Officiellement, les « Coureurs de bois » n’étaient qu’une minorité « hors normes », surtout dissidents et « hors la loi ». On ne les « reconnaissait » que lorsqu’on en avait besoin pour la guerre, les missionnaires, les expéditions de "découvertes" ou le commerce. Par la suite, on faisait toujours en sorte que leurs actions notables soient passées sous silence ou attribuées à un membre de l’autorité.
On n’a qu’à considérer, par exemple, que le premier “traiteur” anglais, historiquement reconnu, fut Alexander Henry (né au N B. Canada). Lors de son premier voyage à Michilimakinac, il fut sauvé de la torture par Charles de Langlade qui habitait à la baie des Puants depuis longtemps avec sa famille et celles d’un groupe de « Coureurs de bois » canayens. Langlade était né dans la région.
Henry passa 15 ans dans la région, presque toujours accroché aux chausses de Jean Baptiste Cadot qui était un "canayen", né à Batiscan, arrivé dans le Nord-Ouest dès l'âge de 18 ans et reconnu comme l'un des chefs par la tribu des Sauteux.

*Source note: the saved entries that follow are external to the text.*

PR #516, opened 2022-07-03
actions: add MSYS2 CI

neheb:

Probably suboptimal.

### DIFF
--- a/.github/workflows/sanity_checks.yml
+++ b/.github/workflows/sanity_checks.yml
@@ -21,6 +21,34 @@ jobs:
         run: |
           ./tools/sanity_checks.py
 
+  MSYS2:
+    runs-on: windows-latest
+    defaults:
+      run:
+        shell: msys2 {0}
+    strategy:
+      matrix:
+        sys: [ MINGW64, MINGW32, UCRT64, CLANG32, CLANG64 ]
+    steps:
+      - uses: actions/checkout@v2
+      - uses: msys2/setup-msys2@v2
+        with:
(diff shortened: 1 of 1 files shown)


.github/workflows/sanity_checks.yml
```diff
@@ -21,6 +21,33 @@ jobs:
...
+        shell: msys2 {0}
+    strategy:
+      matrix:
+        sys: [ MINGW64, MINGW32, UCRT64, CLANG32, CLANG64 ]
+    steps:
+      - uses: actions/checkout@v2
+      - uses: msys2/setup-msys2@v2
+        with:
+          msystem: ${{matrix.sys}}
+          install: git base-devel
```
neheb, line 37: base-devel is interesting. It installs some autotools stuff but no cmake. Maybe should get rid of it.

.github/workflows/sanity_checks.yml
```diff
@@ -21,6 +21,33 @@ jobs:
...
           ./tools/sanity_checks.py
 
+  MSYS2:
+    runs-on: windows-latest
+    defaults:
+      run:
+        shell: msys2 {0}
+    strategy:
+      matrix:
+        sys: [ MINGW64, MINGW32, UCRT64, CLANG32, CLANG64 ]
```
neheb, line 31: MSYS is missing here. MSYS lacks many packages. Upstream does not want MSYS to be some alternative to cygwin. Maybe better to keep it out. Not sure.

neheb:
Let's not.

PR #517, opened 2022-07-04
mpdecimal: fix compilation on ARM

neheb:
ARM 32-bit does not have -m32 on GCC. It's only needed on 64-bit
platforms anyway.


subprojects/packagefiles/mpdecimal/meson.build
```diff
@@ -3,7 +3,7 @@ project('mpdecimal', 'c', 'cpp',
         license: 'BSD-2-Clause',
         default_options: [
           'c_std=c99',
-          'cpp_std=c++11',
+          'cpp_std=c++14',
```
dnicolodi, line 6: This hunk seems unrelated, or is c++14 required on ARM for some reason?

neheb: https://github.com/mesonbuild/wrapdb/actions/runs/2607518219

Needed for MSVC.

dnicolodi: I am sure that the CI compiled mpdecimal with `cpp_std=c++11` before. Did something change in Meson to make it fail when this setting is used with MSVC?

neheb: Yes.

subprojects _std settings recently started being respected. Before, they would inherit the _std settings of the host project which in this case happens to be c++17: https://github.com/mesonbuild/wrapdb/blob/master/meson.build

neheb:
This is ready to go.

subprojects/packagefiles/mpdecimal/meson.build
dcbaker: That warning should be non-fatal, this is a Meson bug

neheb:
ping @jpakkane

subprojects/packagefiles/mpdecimal/meson.build
skrah: The way in which the `mpdecimal` build machinery deals with this is to set `--std=c++11` for everything except `MSVC`.  `MSVC` automatically selects the lowest supported C++ version (currently `C++14`) if no standard is given.

`meson` could just omit the standard for `MSVC` if the selected standard is `<= C++14`.

PR #518, opened 2022-07-04
fmt: add override_dependency

neheb:
Allows spdlog to succeed in finding fmtlib. Useful when both are
included as subprojects.


subprojects/packagefiles/fmt/meson.build
```diff
@@ -27,6 +27,7 @@ fmt_dep = declare_dependency(
     compile_args : fmt_interface_cpp_args,
     link_with : fmt_lib
 )
+meson.override_dependency('fmt', fmt_dep)
```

Les “Coureurs de bois” n’ont pas fait l’histoire “officielle” tout simplement parce que, pour la plupart, ils ne savaient pas écrire; donc ils n’ont pas tenu de comptes rendus de leurs découvertes et de leurs expéditions de traite comme l’ont fait les “commis” de la Cie du Nord-Ouest. Et ceux qui savaient écrire n’avaient pas intérêt à compiler leurs allés et venus, vu leur situation "illégale". Mais cela n’efface pas le fait certifié et indéniable qu’ils furent les premiers à “découvrir” tout le territoire nord-américain. La totalité des rapports écrits par les “découvreurs officiels” le raconte et le prouve. La liste des “hommes de l’Ouest” est incontournable: les “Canayens” sont les fondateurs de la plupart des villes de l’Ouest nord-américaines; que celles-ci se trouvent actuellement au Canada ou aux É.-U..
La traite des fourrures fut libre même aux É.-U. après 1804. On le découvre dans la relation de l’expédition de Lewis et Clark qui affirment aux traiteurs canayens que le gouvernement n’entend pas du tout empêcher leur commerce à la condition qu’ils ne « salissent » pas la renommée des Américains. Cela se comprend assez bien puisque les Américains avaient besoin des « Canayens » pour arriver à passer des traités de paix avec les Indiens. Ceux-ci n’avaient aucune confiance aux Américains et étaient loin de les considérer comme des « hommes honorables ».
C’est là, la vraie histoire et notre vraie identité de “Québécois”; non pas celle strictement des habitants de la Province de Québec, mais bien de celle de la nationalité « canayenne ». Les Québécois sont une création des autorités anglaises en 1763. Nous sommes, au départ, des « Canayens », premiers et principaux responsables de l’existence des deux pays importants de l’Amérique du Nord.
Aucune autre nationalité que la nationalité « Canayenne » ne peut s’abroger de ce titre. Se dire strictement Québécois est de renier notre vraie identité. Ce sont les " Canayens", nos ancêtres qui, de par la force de leur bras, de par leur courage, leur honnêteté morale, leur soif de liberté et leur persévérance, ont créé ces deux pays remarquables. Ceux qui les ont suivis et qui se sont parés de cette prérogative n’ont fait que de la “politique” intéressée et de la “manipulation” historique.
En fait c’est le même principe qu’on retrouve partout ailleurs dans la vie. Dans une guerre, ce sont les soldats qui gagnent cette guerre; et non les généraux; dans l’économie, ce sont les travailleurs qui produisent la richesse; et non les “administrateurs. Dans la société, ce sont les individus qui assurent l’équilibre et non le système.
Notre histoire est celle de ces individus extraordinaires "passés sous le tapis", et non celle des “têtes d’affiche”.
La même chose se produit actuellement. Il serait temps de s’en rendre compte.